TRY IT:
In the entries below, find the lines with the word "Management" and copy them.

EXTRACTED MATERIAL:
PR #3816, opened 2023-10-27
Allow Microsoft.WinGet.Client to run in any PowerShell session running as system

msftrubengu:
This PR adds support for running the Microsoft.WinGet.Client module in system context without the need to start pwsh.exe -MTA. Running as MTA is required using inproc Microsoft.Management.Deployment.

If the module is running inproc and the current thread is not an MTA, it will create a new MTA thread and execute there. Otherwise, non inproc or already an MTA will use the current thread.

This was done by sharing AsyncCommand (renamed to PowerShellCmdlet) from Microsoft.WinGet.Configuration. Originally, I wanted to create a new shared lib, but decided to just share the files between the projects.

All cmdlets must inherit from PowerShellCmdlet. All cmdlets that use Microsoft.Management.Deployment must inherit ManagementDeploymentCommand and use Execute at the command engine entry point. As a safe mechanism, if any call to PackageManagerWrapper will verify the thread is not an STA if running inproc and fail.

I verified the cmdlets work in system context locally. A future PR will add running our pester tests using psexe.exe

 ###### Microsoft Reviewers: [Open in CodeFlow](https://microsoft.github.io/open-pr/?codeflow=https://github.com/microsoft/winget-cli/pull/3816)

### DIFF
--- a/src/PowerShell/Microsoft.WinGet.Client.Engine/Commands/Common/FinderCommand.cs
+++ b/src/PowerShell/Microsoft.WinGet.Client.Engine/Commands/Common/FinderCommand.cs
@@ -35,31 +35,33 @@ namespace Microsoft.WinGet.Client.Engine.Commands.Common
         /// Gets or sets the field that is matched against the identifier of a package.
         /// </summary>
         [Filter(Field = PackageMatchField.Id)]
-        protected string Id { get; set; }
+        protected string? Id { get; set; }
 
         /// <summary>
         /// Gets or sets the field that is matched against the name of a package.
         /// </summary>
         [Filter(Field = PackageMatchField.Name)]
-        protected string Name { get; set; }
+        protected string? Name { get; set; }
 
         /// <summary>
         /// Gets or sets the field that is matched against the moniker of a package.
         /// </summary>
         [Filter(Field = PackageMatchField.Moniker)]
-        protected string Moniker { get; set; }
+        protected string? Moniker { get; set; }
 
         /// <summary>
         /// Gets or sets the name of the source to search for packages. If null, then all sources are searched.
         /// </summary>
-        protected string Source { get; set; }
+        protected string? Source { get; set; }
 
         /// <summary>
         /// Gets or sets how to match against package fields.
         /// </summary>
-        protected string[] Query { get; set; }
+#pragma warning disable SA1011 // Closing square brackets should be spaced correctly
+        protected string[]? Query { get; set; }
+#pragma warning restore SA1011 // Closing square brackets should be spaced correctly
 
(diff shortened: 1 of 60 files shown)


src/PowerShell/Microsoft.WinGet.Client.Engine/Commands/Common/FinderCommand.cs
```diff
@@ -35,31 +35,33 @@ internal FinderCommand(PSCmdlet psCmdlet)
...
         /// </summary>
-        protected string Source { get; set; }
+        protected string? Source { get; set; }
 
         /// <summary>
         /// Gets or sets how to match against package fields.
         /// </summary>
-        protected string[] Query { get; set; }
+#pragma warning disable SA1011 // Closing square brackets should be spaced correctly
+        protected string[]? Query { get; set; }
```
JohnMcPMS, line 61: Academic question: Does `string?[]` mean a non-null array of nullable strings, while `string[]?` means a nullable array of non-null strings?  If so, then `string?[]?` is a lovingly confusing type name 😄

src/PowerShell/Microsoft.WinGet.Client.Engine/Helpers/PackageManagerWrapper.cs
```diff
@@ -21,7 +22,7 @@ internal sealed class PackageManagerWrapper
     {
         private static readonly Lazy<PackageManagerWrapper> Lazy = new (() => new PackageManagerWrapper());
 
-        private PackageManager packageManager = null;
+        private PackageManager? packageManager = null;
```
JohnMcPMS, line 25: What is the point of making this nullable and then just overriding that everywhere?  Can you not do `null!` to trick it into letting you have a null value?  Maybe you need to do `((PackageManager?)null)!`.

JohnMcPMS (dismissed):

src/PowerShell/Microsoft.WinGet.Client.Engine/Helpers/PackageManagerWrapper.cs
msftrubengu: `null!` is the way to go

src/PowerShell/Microsoft.WinGet.Client.Engine/Commands/Common/FinderCommand.cs
msftrubengu: Yup. There's another place where I needed a non-nullable array with nullable objects, so it was object?[]

JohnMcPMS (approved):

TASK ANSWER:
This PR adds support for running the Microsoft.WinGet.Client module in system context without the need to start pwsh.exe -MTA. Running as MTA is required using inproc Microsoft.Management.Deployment.
All cmdlets must inherit from PowerShellCmdlet. All cmdlets that use Microsoft.Management.Deployment must inherit ManagementDeploymentCommand and use Execute at the command engine entry point. As a safe mechanism, if any call to PackageManagerWrapper will verify the thread is not an STA if running inproc and fail.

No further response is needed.